Budget 2024: A Catalyst for India’s Stock Market and Business Landscape

The Union Budget 2024, presented on 23 July 2024, was a significant event for India’s economy. The government has aimed to drive growth, boost investor sentiment and create a conducive environment for businesses with a focus on key themes such as urban & infrastructure development, digitalization, green initiatives, employment & skilling.

Key Budgetary Measures and Their Impact on Stock Market and Business Landscape

  1. Tax Reforms:
  • Corporate tax: Tax rates of Indian companies and partnerships (including Limited Liability Partnerships) are not proposed to be altered. The tax rate on foreign companies has reduced from 40% to 35%. It will most likely have a positive impact on the Indian stock market and the business sector. It will also encourage international companies to invest more in India, resulting in increased Foreign Direct Investment (FDI), job creation, and economic growth. This might boost investor confidence and push stock prices upward.
  • Personal Income Tax Rates: The standard deduction for salaried personnel is scheduled to increase from 50K to 75K-. The deduction on family pension for pensioners is suggested to increase from 15K to 25K. This will benefit approximately four crore salaried people and pensioners. The new tax structure allows salaried employees to save up to 17.5K in income tax. The increased standard deduction and family pension deduction for salaried employees and pensioners are expected to boost consumer expenditure and disposable income. This might lead to higher revenue and profit for businesses, which could boost the stock market.

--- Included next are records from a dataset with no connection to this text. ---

PR #146, opened 2018-08-06
fix: annotation download when active api fail try legacy api

khan08:
FIX: For legacy file with annotation, gdc-client can't find annotation.
CAUSE: gdc-client only calls active api for downloading annotation, it should also try calling legacy api if active api throws error.

This solution is a quick inline fix.


gdc_client/download/client.py
```diff
@@ -65,12 +65,19 @@ def download_annotations(self, file_id):
...
         if annotations:
-            log.debug('Found {0} annotations for {1}.'.format(
-                len(annotations), file_id))
+            log.debug('Found {0} annotations for {1}.'.format(len(annotations), file_id))
+            # TODO: Refactor this with the _post method for a generic function for calling active/legacy api
             r = requests.get(
                 urlparse.urljoin(self.data_uri, annotation_list),
                 params={'compress': True},
                 verify=self.verify)
+            if r.status_code != requests.codes.ok:
```
anmaxvl: not sure how feasible it's here, but we added a `203` response code for files that have newer versions. Maybe stick the check here as well, just in case.

anmaxvl (changes requested):

gdc_client/download/client.py
```diff
@@ -65,12 +65,19 @@ def download_annotations(self, file_id):
...
+                # try legacy if active doesn't return OK
+                r = requests.get(
+                    urlparse.urljoin(self.legacy_data_uri, annotation_list),
```
ProfOak: This might go over the max character limit of a URL. You can hit this endpoint with a POST request and give it a body containing the IDs.

ProfOak (changes requested):

ProfOak (approved):

anmaxvl (approved):
lgtm!

PR #148, opened 2018-08-17
[feat][DTT-105][DTT-30] : Remove interactive mode

anmaxvl:
* remove interactive mode
* add settings sub-command to display default settings
* refactor code: flags store what they are supposed to, change initializations to work with refactored flags
* add `--config` flag to provide support for custom `INI`-type configuration files for `upload` and `download`, also load a user-config located at `~/.config.dtt`
* If config is passed to `settings` sub command, it will show how the `gdc-client` configuration will look like using the specified config file.


gdc_client/common/config.py
```diff
@@ -0,0 +1,92 @@
...
+            option: self.get_setting(section, option)
+            for section in self.sections for option in self.setting_getters
+            if self.get_setting(section, option) is not None
+        }
+
+    def get_setting(self, section, option):
+        try:
+            getter = getattr(self.config, self.setting_getters[option])
+            return getter(section, option)
+        except (ConfigParser.NoOptionError, ConfigParser.NoSectionError,
```
ProfOak: I would add a debug log here. It looks like it should continue to run with whatever the default value is, even if there is an error in the config file. It won't be obvious to the user or the support team if a user has problems with their config file. This could also be an opportunity to break up the exception clauses based on what you want to log.

gdc_client/upload/parser.py
```diff
@@ -71,31 +70,31 @@ def config(parser):
...
+    conf = GDCClientUploadConfig()
+    upload_defaults = conf.to_dict()
+    upload_defaults['func'] = func
+
+    parser.set_defaults(**upload_defaults)
 
     parser.add_argument('--project-id', '-p', type=str,
                         help='The project ID that owns the file')
-    parser.add_argument('--path', '-f', metavar='path', default='',
+    parser.add_argument('--path', '-f', metavar='path', type=str,
```
ProfOak, line 78: The defaults are going to come from the new config file right? That's neat.

ProfOak (changes requested):

gdc_client/upload/parser.py
anmaxvl: yes, this was the idea, but it seems like the config gets lost during packaging... need to figure out another way of loading the default one... might end up storing it in a dictionary it seems...

anmaxvl: ended up hard coding the defaults in code, because it's wonky to ensure that a configuration file is packaged properly.

anmaxvl:
@ProfOak, please, revisit. Should be good now.

gdc_client/settings/parser.py
```diff
@@ -0,0 +1,42 @@
...
+
+class SettingsResolver(object):
+    def __init__(self):
+        self.config = GDCClientConfigShared()
+
+    def ls(self, section, args):
+        log.info(self.config.to_display_string(section))
+        return self.config.to_display_string(section)
+
+    def list(self, section, args):
```
ProfOak: I get that the function name is linked to the config option, but is there any way to make a special case for this `list` command? I feel funny whenever I see python keywords get clobbered.

ProfOak (approved):
The `list` thing isn't a big deal. :+1:

gdc_client/settings/parser.py
anmaxvl: yeah, maybe `show`? 😄

anmaxvl: or maybe just leave `ls`.

gdc_client/upload/parser.py
```diff
@@ -67,35 +65,32 @@ def upload(parser, args):
...
                         help='directory path to find file')
     parser.add_argument('--upload-id', '-u',
                         help='Multipart upload id')
-
     parser.add_argument('--insecure', '-k',
-                        action='store_false',
```
jbarno, line 84: Does this disable SSL within requests?

requirements.txt
```diff
@@ -1,4 +1,3 @@
-cmd2==0.6.8
```
jbarno, line 1: Great!

jbarno (commented):
https://github.com/NCI-GDC/gdc-client/pull/148/files#diff-442281cfa7283e381b9a22ec27771700R83

Please turn SSL back on

PR #158, opened 2018-10-04
[feat][DTT-30]: Feat/dtt 30 feedback from ian

anmaxvl:
* Remove parent parsers for `settings` sub parser (no need for `--token` etc). Refactor settings
* Change the way settings are displayed. Now the output matches an `INI`-type config file
* Override `ArgumentParser.error` to display full help message in addition to default error message

### DIFF
--- a/gdc_client/common/config.py
+++ b/gdc_client/common/config.py
@@ -5,7 +5,11 @@ from gdc_client.defaults import (
     processes, USER_DEFAULT_CONFIG_LOCATION, HTTP_CHUNK_SIZE
 )
 
-log = logging.getLogger('gdc-client-config')
+log = logging.getLogger('gdc-client')
+
+# This will display the default configs in a INI-type format, so that users
+# will be able to copy and modify as needed
+DISPLAY_TEMPLATE = '[{}]\n{}\n'
 
 
 class GDCClientConfigShared(object):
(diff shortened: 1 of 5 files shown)


anmaxvl:
Reopened PR so that JIRA can pick it up correctly.

ProfOak:
What was the purpose of closing the pr? Do you need a review still?

anmaxvl:
@ProfOak, it wasn't linking to the JIRA ticket, because of the wrong title. I updated it and reopened. Yes, please, review. Thanks!

gdc_client/common/config.py
```diff
@@ -1,11 +1,28 @@
...
+
+
+class GDCClientArgumentParser(argparse.ArgumentParser):
+    """This is a workaround introduced here https://groups.google.com/forum/#!topic/argparse-users/LazV_tEQvQw
+    which enables to print the full help message in case something went wrong
+    with argument parsing
+    """
+    def error(self, message):
+        self.print_help(sys.stderr)
+        sys.stderr.write('\ngdc-client error: {}\n'.format(message))
```
ProfOak, line 24: Why stderr instead of logging?

ProfOak: I only ask because I think the dtt-ui pays attention to this sort of thing.

https://github.com/NCI-GDC/dtt-ui/search?q=stdout&unscoped_q=stdout

anmaxvl: Oh, I see. I will take a look. I was afraid that logger might not be setup at this point.

ProfOak: Oh I didn't consider that. This is probably ok then.

ProfOak (approved):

  • Capital Gains Tax: The tax rate for short- term capital gains (STCG) on certain assets has been increased to 20% while other assets will retain their existing rates (15%). For long term capital gains (LTCG), the tax rate has been raised from 10% to 12.5%. This could have a negative effect on the stock market and corporate environment. As a result, investors would be less likely to invest in those assets because demand has decreased and prices may fall. This might reduce the attractiveness of the Indian stock market to foreign investors while also slowing overall economic growth.
  • Incentives for Startups: The budget provided tax incentives and other support measures to encourage the growth of startups and innovation.

2. Infrastructure Development: The Union Budget 2024 is expected to provide significant fiscal support for infrastructure, with a proposed allocation of 3.4% of GDP. The Budget promotes PPPs by leveraging private sector investment and expertise in infrastructure projects. Increased infrastructure spending on transportation, roads, and renewable energy projects would generate jobs, boost economic growth, and hence drive demand for related goods and services. Further investment, knowledge, and efficiency by the private sector through PPPs can lead to even more favorable economic and stock market development.

3. Digital Initiatives:

  • Digital India: The government restated its focus on Digital India, which includes growing internet access, e-governance, and digital payments. Increased internet coverage and e-governance will accelerate digital adoption and economic activity, helping tech companies.
  • Skill Development: The budget emphasized theneed of skill development in meeting the demands of the digital economy. Furthermore, focusing on skill development will result in a skilled workforce, which might attract more foreign investment and boost economic growth. These things could boost investor confidence and stock values.

4. Agricultural Reforms:

  • Agricultural Infrastructure: The government has allocated 1.52 lakh crore to modernize agricultural infrastructure, improve market connections, and increase farmer income.
  • Agri-export promotion provides an incentive to increase agricultural exports and reduce reliance on imports.
  • These efforts may boost corporations that lead in agricultural, food processing, and other linked industries, causing stocks to rise and potentially accelerating economic development.

Market Performance:

  • Sensex and Nifty: The benchmark indices Sensex and Nifty rose by 10% within days of the budget announcement. Market capitalization of BSE Sensex and Nifty 50 was at 162 lakh crore (US$1.9 trillion) and US $241.78K, respectively.
  • Sector-wise Performance: Certain sectors such as ship building, plastics products and power have outperformed the market while healthcare, oil & gas, telecom and retailing have underperformed.

Investor Sentiment:

  • Foreign Institutional Investors (FIIs) have boosted their overall investments in Indian equities in recent years, showing an optimistic outlook on the country’s economic prospects.

  • Domestic Institutional Investors (DIIs) have expanded their exposure to Indian stocks, indicating a bullish outlook for the domestic market.

The Union Budget for 2024 has the potential to be a significant stimulus for India’s stock market and business landscape. The government’s tax changes, infrastructure development, and digitization measures have fueled economic growth, increased investor sentiment, and created a favorable business environment. These fruits may take some time, but based on first market reactions, investors appear to be confident about the country’s future prospects.